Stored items
Segment Open

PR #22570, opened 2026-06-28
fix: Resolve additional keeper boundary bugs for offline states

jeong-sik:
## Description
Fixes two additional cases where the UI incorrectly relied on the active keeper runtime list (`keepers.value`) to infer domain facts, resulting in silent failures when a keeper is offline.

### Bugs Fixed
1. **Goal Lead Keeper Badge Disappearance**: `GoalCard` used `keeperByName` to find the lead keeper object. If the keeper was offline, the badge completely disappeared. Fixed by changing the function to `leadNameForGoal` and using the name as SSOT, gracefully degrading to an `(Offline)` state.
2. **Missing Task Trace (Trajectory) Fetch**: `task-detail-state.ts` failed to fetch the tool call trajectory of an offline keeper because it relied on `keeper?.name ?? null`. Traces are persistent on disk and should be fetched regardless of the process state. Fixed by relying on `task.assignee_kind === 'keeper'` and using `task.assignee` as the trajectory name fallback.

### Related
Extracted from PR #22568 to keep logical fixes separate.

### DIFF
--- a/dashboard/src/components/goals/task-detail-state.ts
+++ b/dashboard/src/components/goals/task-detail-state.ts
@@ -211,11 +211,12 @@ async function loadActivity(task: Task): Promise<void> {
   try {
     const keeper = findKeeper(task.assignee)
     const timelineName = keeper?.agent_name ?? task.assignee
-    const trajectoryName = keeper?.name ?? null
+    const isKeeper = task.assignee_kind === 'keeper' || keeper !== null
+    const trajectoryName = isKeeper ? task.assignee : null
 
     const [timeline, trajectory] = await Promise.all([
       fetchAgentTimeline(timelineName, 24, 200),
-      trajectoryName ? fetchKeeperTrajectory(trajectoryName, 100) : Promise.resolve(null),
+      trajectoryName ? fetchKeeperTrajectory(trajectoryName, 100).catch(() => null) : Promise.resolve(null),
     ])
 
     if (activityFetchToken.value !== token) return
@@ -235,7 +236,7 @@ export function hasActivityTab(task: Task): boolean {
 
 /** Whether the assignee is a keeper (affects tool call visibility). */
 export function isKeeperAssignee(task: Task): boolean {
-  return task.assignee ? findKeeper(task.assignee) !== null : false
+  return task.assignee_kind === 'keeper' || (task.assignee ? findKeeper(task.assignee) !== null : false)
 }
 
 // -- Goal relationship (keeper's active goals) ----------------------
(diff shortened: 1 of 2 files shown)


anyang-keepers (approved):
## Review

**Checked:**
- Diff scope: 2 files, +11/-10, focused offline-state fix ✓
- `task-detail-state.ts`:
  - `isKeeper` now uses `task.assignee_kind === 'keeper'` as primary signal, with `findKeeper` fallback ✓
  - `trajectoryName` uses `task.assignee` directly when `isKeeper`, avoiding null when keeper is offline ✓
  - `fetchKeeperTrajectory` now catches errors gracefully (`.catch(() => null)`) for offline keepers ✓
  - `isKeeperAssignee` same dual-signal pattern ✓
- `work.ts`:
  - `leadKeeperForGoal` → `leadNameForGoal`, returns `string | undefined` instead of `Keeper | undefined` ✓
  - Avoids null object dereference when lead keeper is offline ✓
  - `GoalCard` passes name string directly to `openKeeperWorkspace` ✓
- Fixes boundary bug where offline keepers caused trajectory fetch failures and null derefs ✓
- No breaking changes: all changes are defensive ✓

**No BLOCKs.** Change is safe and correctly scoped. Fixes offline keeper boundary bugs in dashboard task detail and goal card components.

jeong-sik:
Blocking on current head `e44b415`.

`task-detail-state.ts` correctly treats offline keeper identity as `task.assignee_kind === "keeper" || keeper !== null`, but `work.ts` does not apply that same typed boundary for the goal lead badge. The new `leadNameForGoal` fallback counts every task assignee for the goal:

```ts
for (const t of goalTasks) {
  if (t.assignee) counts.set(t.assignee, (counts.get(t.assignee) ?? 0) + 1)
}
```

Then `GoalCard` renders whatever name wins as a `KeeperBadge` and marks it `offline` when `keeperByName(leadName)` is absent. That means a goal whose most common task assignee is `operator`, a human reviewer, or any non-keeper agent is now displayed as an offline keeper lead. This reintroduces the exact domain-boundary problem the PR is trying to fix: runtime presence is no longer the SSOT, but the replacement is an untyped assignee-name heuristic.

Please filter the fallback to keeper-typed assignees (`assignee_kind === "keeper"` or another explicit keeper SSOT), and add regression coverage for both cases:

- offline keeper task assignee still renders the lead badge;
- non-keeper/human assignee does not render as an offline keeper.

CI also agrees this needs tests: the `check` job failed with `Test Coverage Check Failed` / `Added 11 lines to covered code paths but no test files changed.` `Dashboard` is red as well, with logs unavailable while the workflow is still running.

Segment Closed

TASK DIRECTIONS: Filter the records down to the lines containing the word "signal", and copy those.

THE COMPLETED TASK:
  - `isKeeper` now uses `task.assignee_kind === 'keeper'` as primary signal, with `findKeeper` fallback ✓
  - `isKeeperAssignee` same dual-signal pattern ✓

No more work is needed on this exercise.